REQUIRED WORK: Copy all records verbatim.

··· DATA PROVIDED ···

Issue #436, opened 2024-07-04
Set up CDN for crates.io's download statistics


jdno:
The infra-team recently [created an S3 bucket](https://github.com/rust-lang/simpleinfra/pull/413) for crates.io so that it can export its daily downloads statistics from the database. The crates.io team wants to make these statistics publicly available, which requires us serve them through a CDN.

Two different options [have been discussed](https://rust-lang.zulipchat.com/#narrow/stream/318791-t-crates-io/topic/archiving.20.60version_downloads.60.20to.20S3/near/440480148):

1. Add the new bucket to `static.crates.io` as a new origin
2. Create a new CDN just for the statistics

No conclusion has been reached and resolving this discussion is one of the first tasks of this issue.

## Tasks

- [x] Explore both options and propose a solution to the infra-team
- [ ] Set up CDN in staging environment
- [ ] Confirm working functionality with crates.io team
- [ ] Set up CDN in production environment

MarcoIeni:
I'll work on it!

MarcoIeni:
In the following I will list pros (👍) and cons (👎) of each approach.
I'm writing them down to:
- confirm I understood the issue
- take an informed decision

> [!NOTE]
> Everyone, please bare in mind that I started this week and I'm not familiar with the current setup of crates.io infrastructure, so I might be missing some important details and I might be wrong in some of the points I'm making.
> So correct me if I'm wrong please 🙏

## Approach 1: Creating a new CloudFront distribution

Serve this new bucket as something like `downloads.crates.io`.
Proposed [here](https://rust-lang.zulipchat.com/#narrow/stream/318791-t-crates-io/topic/archiving.20.60version_downloads.60.20to.20S3/near/440490177).

### 👍 Easier way to track the traffic. 

We can easily track the traffic of the new distribution (we need to start tracking `downloads.crates.io`). So that we know that the traffic of `static.crates.io` only contains traffic of crates (not downloads).
This means there's no need to update the current dashboards that track the traffic of `static.crates.io`.

> [!NOTE]
> I might be totally wrong about this because maybe it's easier to reuse the same mechanism we have in place for `static.crates.io`.
> Maybe start tracking a new distribution takes a lot of work or resources.

### 👍 Reuse the same code

As JD said:

> right now we have a 1:1 mapping between buckets and distributions.

So this approach is consistent with the current setup because it doesn't break the 1:1 mapping we have for the other buckets.

[...]

PR #469, opened 2024-08-02
feat: serve version downloads `index.html`

MarcoIeni:
- [x] test this after applying it. both in cloudfront and fastly

blocked by https://github.com/rust-lang/crates.io/pull/9207

related to https://github.com/rust-lang/simpleinfra/issues/436

### DIFF
--- a/terragrunt/modules/crates-io/cloudfront-functions/static-router.js
+++ b/terragrunt/modules/crates-io/cloudfront-functions/static-router.js
@@ -1,10 +1,16 @@
 function handler(event) {
     var request = event.request;
+    var versionDownloads ='/archive/version-downloads/';
 
     // URL-encode the `+` character in the request URI
     // See more: https://github.com/rust-lang/crates.io/issues/4891
     if (request.uri.includes("+")) {
         request.uri = request.uri.replace("+", "%2B");
+    } else if (request.uri === versionDownloads) {
+        request.uri += 'index.html';
+        return request;
+    } else if (request.uri === '/archive/version-downloads') {
+        return permanentRedirect(versionDownloads);
     }
 
     // cargo versions before 1.24 don't support placeholders in the `dl` field
@@ -18,4 +24,14 @@ function handler(event) {
     }
 
     return request;
+}
+
+function permanentRedirect(destination) {
+    return {
+        statusCode: 301,
+        statusDescription: 'Moved Permanently',
+        headers: {
+            'location': { value: destination },
+        },
+    };
 }
--- a/terragrunt/modules/crates-io/compute-static/src/main.rs
+++ b/terragrunt/modules/crates-io/compute-static/src/main.rs
@@ -1,4 +1,5 @@
-use fastly::http::{Method, StatusCode, Version};
+use fastly::convert::ToHeaderValue;
+use fastly::http::{header, Method, StatusCode, Version};
 use fastly::{Error, Request, Response};
 use log::{info, warn, LevelFilter};
 use log_fastly::Logger;
@@ -16,6 +17,7 @@ mod log_line;
 
 const DATADOG_APP: &str = "crates.io";
 const DATADOG_SERVICE: &str = "static.crates.io";
+const VERSION_DOWNLOADS: &str = "/archive/version-downloads/";
 
 #[fastly::main]
 fn main(request: Request) -> Result<Response, Error> {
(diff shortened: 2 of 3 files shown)


terragrunt/modules/crates-io/cloudfront-functions/static-router.js
```diff
@@ -5,6 +5,9 @@ function handler(event) {
     // See more: https://github.com/rust-lang/crates.io/issues/4891
     if (request.uri.includes("+")) {
         request.uri = request.uri.replace("+", "%2B");
+    } else if (request.uri === '/archive/version-downloads/') {
```
Turbo87, line 8: is this guaranteed to always end with a slash?

terragrunt/modules/crates-io/compute-static/src/main.rs
```diff
@@ -168,6 +169,19 @@ fn rewrite_urls_with_plus_character(request: &mut Request) {
...
 }
 
+/// Rewrite `/archive/version-downloads/` URLs to `/archive/version-downloads/index.html`
+///
+/// In this way, users can see what files are available for download.
+fn rewrite_version_downloads_urls(request: &mut Request) {
+    let url = request.get_url_mut();
+    let path = url.path();
+
+    if path == "/archive/version-downloads/" {
```
Turbo87, line 179: same question here, I guess :)

terragrunt/modules/crates-io/cloudfront-functions/static-router.js
jdno: Depends on the user and what they type into the address bar. 😅

I think the question is more: Do we want to support the URL without a trailing slash as well? Personally, I'd say No until someone complains. While it's not _that_ more work to change this into a regex, a simple comparison is easier to reason about and anything else might be premature optimization...

Turbo87: I'd prefer to support both. It's too confusing otherwise and the point of the index file is discoverability.

Turbo87: FWIW I'd also be fine with a redirect from no-slash to slash :)

LawnGnome: I'd prefer to redirect to include the slash so we can use relative links in the generated HTML, if that's not too hard.

MarcoIeni: Isn't it what the code does at the moment?
Or am I missing something?

Turbo87: > Isn't it what the code does at the moment?

it currently serves the HTML file at both locations.

- at `/archive/version-downloads/` a link like `<a href="2024-08-20.csv">` would lead to `/archive/version-downloads/2024-08-20.csv`
- at `/archive/version-downloads` a link like `<a href="2024-08-20.csv">` would lead to `/archive/2024-08-20.csv`

that's why Adam prefers an HTTP redirect ([301 status code + `Location` header](https://developer.mozilla.org/en-US/docs/Web/HTTP/Status/301#server_response)) for the non-slash location, instead of serving the HTML there directly.

terragrunt/modules/crates-io/cloudfront-functions/static-router.js
```diff
@@ -19,3 +25,13 @@ function handler(event) {
...
+
+function permanentRedirect(destination) {
+    return {
+        statusCode: 301,
+        statusDescription: 'Moved Permanently',
+        headers: {
+            'location': { value: destination },
+        },
+    };
+}
```
MarcoIeni, line 37: found the syntax here: https://docs.aws.amazon.com/AmazonCloudFront/latest/DeveloperGuide/functions-tutorial.html

terragrunt/modules/crates-io/cloudfront-functions/static-router.js
MarcoIeni: Makes sense.
Ready for another look 👍

Turbo87 (approved):
LGTM

I guess we can try this out on staging first :)

MarcoIeni:
tested in staging 👍 
https://rust-lang.zulipchat.com/#narrow/stream/318791-t-crates-io/topic/archiving.20.60version_downloads.60.20to.20S3/near/463723272

MarcoIeni:
Deployed to prod as well!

···

RESULT FOR THIS TASK:
Issue #436, opened 2024-07-04
Set up CDN for crates.io's download statistics


jdno:
The infra-team recently [created an S3 bucket](https://github.com/rust-lang/simpleinfra/pull/413) for crates.io so that it can export its daily downloads statistics from the database. The crates.io team wants to make these statistics publicly available, which requires us serve them through a CDN.

Two different options [have been discussed](https://rust-lang.zulipchat.com/#narrow/stream/318791-t-crates-io/topic/archiving.20.60version_downloads.60.20to.20S3/near/440480148):

1. Add the new bucket to `static.crates.io` as a new origin
2. Create a new CDN just for the statistics

No conclusion has been reached and resolving this discussion is one of the first tasks of this issue.

## Tasks

- [x] Explore both options and propose a solution to the infra-team
- [ ] Set up CDN in staging environment
- [ ] Confirm working functionality with crates.io team
- [ ] Set up CDN in production environment

MarcoIeni:
I'll work on it!

MarcoIeni:
In the following I will list pros (👍) and cons (👎) of each approach.
I'm writing them down to:
- confirm I understood the issue
- take an informed decision

> [!NOTE]
> Everyone, please bare in mind that I started this week and I'm not familiar with the current setup of crates.io infrastructure, so I might be missing some important details and I might be wrong in some of the points I'm making.
> So correct me if I'm wrong please 🙏

## Approach 1: Creating a new CloudFront distribution

Serve this new bucket as something like `downloads.crates.io`.
Proposed [here](https://rust-lang.zulipchat.com/#narrow/stream/318791-t-crates-io/topic/archiving.20.60version_downloads.60.20to.20S3/near/440490177).

### 👍 Easier way to track the traffic. 

We can easily track the traffic of the new distribution (we need to start tracking `downloads.crates.io`). So that we know that the traffic of `static.crates.io` only contains traffic of crates (not downloads).
This means there's no need to update the current dashboards that track the traffic of `static.crates.io`.

> [!NOTE]
> I might be totally wrong about this because maybe it's easier to reuse the same mechanism we have in place for `static.crates.io`.
> Maybe start tracking a new distribution takes a lot of work or resources.

### 👍 Reuse the same code

As JD said:

> right now we have a 1:1 mapping between buckets and distributions.

So this approach is consistent with the current setup because it doesn't break the 1:1 mapping we have for the other buckets.

[...]

PR #469, opened 2024-08-02
feat: serve version downloads `index.html`

MarcoIeni:
- [x] test this after applying it. both in cloudfront and fastly

blocked by https://github.com/rust-lang/crates.io/pull/9207

related to https://github.com/rust-lang/simpleinfra/issues/436

### DIFF
--- a/terragrunt/modules/crates-io/cloudfront-functions/static-router.js
+++ b/terragrunt/modules/crates-io/cloudfront-functions/static-router.js
@@ -1,10 +1,16 @@
 function handler(event) {
     var request = event.request;
+    var versionDownloads ='/archive/version-downloads/';
 
     // URL-encode the `+` character in the request URI
     // See more: https://github.com/rust-lang/crates.io/issues/4891
     if (request.uri.includes("+")) {
         request.uri = request.uri.replace("+", "%2B");
+    } else if (request.uri === versionDownloads) {
+        request.uri += 'index.html';
+        return request;
+    } else if (request.uri === '/archive/version-downloads') {
+        return permanentRedirect(versionDownloads);
     }
 
     // cargo versions before 1.24 don't support placeholders in the `dl` field
@@ -18,4 +24,14 @@ function handler(event) {
     }
 
     return request;
+}
+
+function permanentRedirect(destination) {
+    return {
+        statusCode: 301,
+        statusDescription: 'Moved Permanently',
+        headers: {
+            'location': { value: destination },
+        },
+    };
 }
--- a/terragrunt/modules/crates-io/compute-static/src/main.rs
+++ b/terragrunt/modules/crates-io/compute-static/src/main.rs
@@ -1,4 +1,5 @@
-use fastly::http::{Method, StatusCode, Version};
+use fastly::convert::ToHeaderValue;
+use fastly::http::{header, Method, StatusCode, Version};
 use fastly::{Error, Request, Response};
 use log::{info, warn, LevelFilter};
 use log_fastly::Logger;
@@ -16,6 +17,7 @@ mod log_line;
 
 const DATADOG_APP: &str = "crates.io";
 const DATADOG_SERVICE: &str = "static.crates.io";
+const VERSION_DOWNLOADS: &str = "/archive/version-downloads/";
 
 #[fastly::main]
 fn main(request: Request) -> Result<Response, Error> {
(diff shortened: 2 of 3 files shown)


terragrunt/modules/crates-io/cloudfront-functions/static-router.js
```diff
@@ -5,6 +5,9 @@ function handler(event) {
     // See more: https://github.com/rust-lang/crates.io/issues/4891
     if (request.uri.includes("+")) {
         request.uri = request.uri.replace("+", "%2B");
+    } else if (request.uri === '/archive/version-downloads/') {
```
Turbo87, line 8: is this guaranteed to always end with a slash?

terragrunt/modules/crates-io/compute-static/src/main.rs
```diff
@@ -168,6 +169,19 @@ fn rewrite_urls_with_plus_character(request: &mut Request) {
...
 }
 
+/// Rewrite `/archive/version-downloads/` URLs to `/archive/version-downloads/index.html`
+///
+/// In this way, users can see what files are available for download.
+fn rewrite_version_downloads_urls(request: &mut Request) {
+    let url = request.get_url_mut();
+    let path = url.path();
+
+    if path == "/archive/version-downloads/" {
```
Turbo87, line 179: same question here, I guess :)

terragrunt/modules/crates-io/cloudfront-functions/static-router.js
jdno: Depends on the user and what they type into the address bar. 😅

I think the question is more: Do we want to support the URL without a trailing slash as well? Personally, I'd say No until someone complains. While it's not _that_ more work to change this into a regex, a simple comparison is easier to reason about and anything else might be premature optimization...

Turbo87: I'd prefer to support both. It's too confusing otherwise and the point of the index file is discoverability.

Turbo87: FWIW I'd also be fine with a redirect from no-slash to slash :)

LawnGnome: I'd prefer to redirect to include the slash so we can use relative links in the generated HTML, if that's not too hard.

MarcoIeni: Isn't it what the code does at the moment?
Or am I missing something?

Turbo87: > Isn't it what the code does at the moment?

it currently serves the HTML file at both locations.

- at `/archive/version-downloads/` a link like `<a href="2024-08-20.csv">` would lead to `/archive/version-downloads/2024-08-20.csv`
- at `/archive/version-downloads` a link like `<a href="2024-08-20.csv">` would lead to `/archive/2024-08-20.csv`

that's why Adam prefers an HTTP redirect ([301 status code + `Location` header](https://developer.mozilla.org/en-US/docs/Web/HTTP/Status/301#server_response)) for the non-slash location, instead of serving the HTML there directly.

terragrunt/modules/crates-io/cloudfront-functions/static-router.js
```diff
@@ -19,3 +25,13 @@ function handler(event) {
...
+
+function permanentRedirect(destination) {
+    return {
+        statusCode: 301,
+        statusDescription: 'Moved Permanently',
+        headers: {
+            'location': { value: destination },
+        },
+    };
+}
```
MarcoIeni, line 37: found the syntax here: https://docs.aws.amazon.com/AmazonCloudFront/latest/DeveloperGuide/functions-tutorial.html

terragrunt/modules/crates-io/cloudfront-functions/static-router.js
MarcoIeni: Makes sense.
Ready for another look 👍

Turbo87 (approved):
LGTM

I guess we can try this out on staging first :)

MarcoIeni:
tested in staging 👍 
https://rust-lang.zulipchat.com/#narrow/stream/318791-t-crates-io/topic/archiving.20.60version_downloads.60.20to.20S3/near/463723272

MarcoIeni:
Deployed to prod as well!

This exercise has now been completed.